PR #8840, opened 2023-10-03
Fix widget make command

### LINKED ISSUE #8835: `MakeWidgetCommand` not working with latest versions of `laravel/prompts`

cheesegrits:

A recent change to select() in Prompts is breaking the usage in make-widget, whereby a select option cannot be empty, and required(false) no longer works for select().  The fix for this is to name the additional option in the make-widget panel selection.

There is also another "bug", whereby the make fails if the user's Livewire namespace is not App/Livewire, for example if they have updated from v2 to v3 and elected not to move from App/Http/Livewire.  The fix for this is to use config('livewire.class_namespace') for deriving the path and namespace.

### DIFF
--- a/packages/widgets/src/Commands/MakeWidgetCommand.php
+++ b/packages/widgets/src/Commands/MakeWidgetCommand.php
@@ -97,7 +97,7 @@ class MakeWidgetCommand extends Command
 
         if (! $panel) {
             $namespace = config('livewire.class_namespace');
-            $path = app_path(Str::of($namespace)->after('App\\')->replace('\\', '/')->toString());
+            $path = app_path((string) str($namespace)->after('App\\')->replace('\\', '/'));
         } elseif ($resource === null) {
             $widgetDirectories = $panel->getWidgetDirectories();
             $widgetNamespaces = $panel->getWidgetNamespaces();
--- a/packages/widgets/src/Commands/MakeWidgetCommand.php
+++ b/packages/widgets/src/Commands/MakeWidgetCommand.php
@@ -74,6 +74,7 @@ class MakeWidgetCommand extends Command
 
             if (! $panel) {
                 $panels = Filament::getPanels();
+                $namespace = config('livewire.class_namespace');
 
                 /** @var ?Panel $panel */
                 $panel = $panels[select(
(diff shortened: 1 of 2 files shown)


sprtk-ches:
Closes #8835

packages/widgets/src/Commands/MakeWidgetCommand.php
```diff
@@ -95,8 +96,8 @@ public function handle(): int
         $resourceNamespace = null;
 
         if (! $panel) {
-            $path = app_path('Livewire/');
-            $namespace = 'App\\Livewire';
+            $namespace = config('livewire.class_namespace');
+            $path = app_path(Str::of($namespace)->after('App\\')->replace('\\', '/')->toString());
```
danharrin:
```suggestion
            $path = app_path((string) str($namespace)->after('App\\')->replace('\\', '/'));
```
• • •
» TO DO: Restate the data exactly, keeping every line intact.

» SOLUTION TO THE EXERCISE:
PR #8840, opened 2023-10-03
Fix widget make command

### LINKED ISSUE #8835: `MakeWidgetCommand` not working with latest versions of `laravel/prompts`

cheesegrits:

A recent change to select() in Prompts is breaking the usage in make-widget, whereby a select option cannot be empty, and required(false) no longer works for select().  The fix for this is to name the additional option in the make-widget panel selection.

There is also another "bug", whereby the make fails if the user's Livewire namespace is not App/Livewire, for example if they have updated from v2 to v3 and elected not to move from App/Http/Livewire.  The fix for this is to use config('livewire.class_namespace') for deriving the path and namespace.

### DIFF
--- a/packages/widgets/src/Commands/MakeWidgetCommand.php
+++ b/packages/widgets/src/Commands/MakeWidgetCommand.php
@@ -97,7 +97,7 @@ class MakeWidgetCommand extends Command
 
         if (! $panel) {
             $namespace = config('livewire.class_namespace');
-            $path = app_path(Str::of($namespace)->after('App\\')->replace('\\', '/')->toString());
+            $path = app_path((string) str($namespace)->after('App\\')->replace('\\', '/'));
         } elseif ($resource === null) {
             $widgetDirectories = $panel->getWidgetDirectories();
             $widgetNamespaces = $panel->getWidgetNamespaces();
--- a/packages/widgets/src/Commands/MakeWidgetCommand.php
+++ b/packages/widgets/src/Commands/MakeWidgetCommand.php
@@ -74,6 +74,7 @@ class MakeWidgetCommand extends Command
 
             if (! $panel) {
                 $panels = Filament::getPanels();
+                $namespace = config('livewire.class_namespace');
 
                 /** @var ?Panel $panel */
                 $panel = $panels[select(
(diff shortened: 1 of 2 files shown)


sprtk-ches:
Closes #8835

packages/widgets/src/Commands/MakeWidgetCommand.php
```diff
@@ -95,8 +96,8 @@ public function handle(): int
         $resourceNamespace = null;
 
         if (! $panel) {
-            $path = app_path('Livewire/');
-            $namespace = 'App\\Livewire';
+            $namespace = config('livewire.class_namespace');
+            $path = app_path(Str::of($namespace)->after('App\\')->replace('\\', '/')->toString());
```
danharrin:
```suggestion
            $path = app_path((string) str($namespace)->after('App\\')->replace('\\', '/'));
```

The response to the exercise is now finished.